Percentiles and quantiles in SciPy - Time & Space Complexity
We want to know how the time to calculate percentiles or quantiles changes as the data size grows.
How does the work increase when we have more numbers to analyze?
Analyze the time complexity of the following code snippet.
import numpy as np
data = np.random.rand(1000)
percentile_90 = np.percentile(data, 90)
quantile_25 = np.quantile(data, 0.25)
This code generates 1000 random numbers and finds the 90th percentile and 25th quantile.
Identify the loops, recursion, array traversals that repeat.
- Primary operation: Sorting the array to find the percentile or quantile.
- How many times: The sorting happens once per percentile or quantile calculation.
Sorting takes more time as the list gets longer, but not in a simple doubling way.

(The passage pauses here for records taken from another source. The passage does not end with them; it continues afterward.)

PR #801, opened 2019-12-04
Improved email handling

mjvkeulen:
## Description
- Moved to Mailgun as our email processor in order to be better equipped with the increase in volume we have seen lately.
- Rework of our deploy inventory structure.
- Improved email test case (can be extended now if we wish)


system_configuration_tools/roles/web/templates/maintenance_off.html
```diff
@@ -17,7 +17,7 @@
     <h1><span>e</span>Journal</h1>
     <h2>We&apos;ll be back soon!</h2>
     <div>
-        <p>Sorry for the inconvenience but we&apos;re performing some maintenance at the moment. If you need to you can always <a href="mailto:contact@ejourn.al">contact us</a>, otherwise we&apos;ll be back online shortly!</p>
+        <p>Sorry for the inconvenience but we&apos;re performing some maintenance at the moment. If you need to you can always <a href="mailto:contact@ejournal.app">contact us</a>, otherwise we&apos;ll be back online shortly!</p>
```
engelhamer: Would be more logical to use the support address here, no?

src/django/test/test_email.py
```diff
@@ -24,6 +27,10 @@ def test_forgot_password(self):
         resp = api.post(self, 'forgot_password', params={'username': self.student.username})
         assert 'An email was sent' in resp['description'], \
             'You should be able to get forgot password mail with only a username'
+        self.assertEqual(len(mail.outbox), 1)
+        self.assertEqual(mail.outbox[0].to, [self.student.email])
```
Larspolo: why the switch to assert equal?

PR #809, opened 2019-12-12
Flag the postgres database user as superuser during migrations

Larspolo:
## Description
With this change we can now add extensions to the DB using the migrations without needing to manually alter the role that handles the migrations.


system_configuration_tools/roles/web/tasks/setup_django_app.yml
```diff
@@ -42,6 +53,17 @@
...
+- name: Remove superuser privileges from db user
+  become: true
+  become_user: postgres
+  postgresql_user: db={{ db_name }}
+                   name={{ db_user }}
+                   password={{ db_password }}
+                   encrypted=yes
+                   priv=ALL
+                   role_attr_flags=SUPERUSER
+                   state=present
```
mjvkeulen: absent?

Makefile
```diff
@@ -146,6 +146,7 @@ postgres-init-development:
 	-c \"ALTER ROLE $(postgres_dev_user) SET default_transaction_isolation TO 'read committed'\" \
 	-c \"ALTER ROLE $(postgres_dev_user) SET timezone TO 'CET'\" \
 	-c \"GRANT ALL PRIVILEGES ON DATABASE $(postgres_db) TO $(postgres_dev_user)\" \
+	-c \"alter role $(postgres_dev_user) superuser\" \
```
engelhamer: Do we still need this with the latest additions?

Larspolo: For preset-db it does need superuser rights, so yes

| Input Size (n) | Approx. Operations |
|---|---|
| 10 | About 30 operations |
| 100 | About 700 operations |
| 1000 | About 10,000 operations |
Pattern observation: The operations grow a bit faster than the input size, but not as fast as squaring it.
Time Complexity: O(n log n)
This means the time to find percentiles grows a bit faster than the number of data points because of sorting.
[X] Wrong: "Finding a percentile is just picking one number, so it should be very fast regardless of data size."
[OK] Correct: To find the correct percentile, the data usually needs to be sorted first, which takes more time as data grows.
Understanding how sorting affects percentile calculations helps you explain performance in data analysis tasks clearly and confidently.
What if we used an approximate method that does not sort the entire data? How would the time complexity change?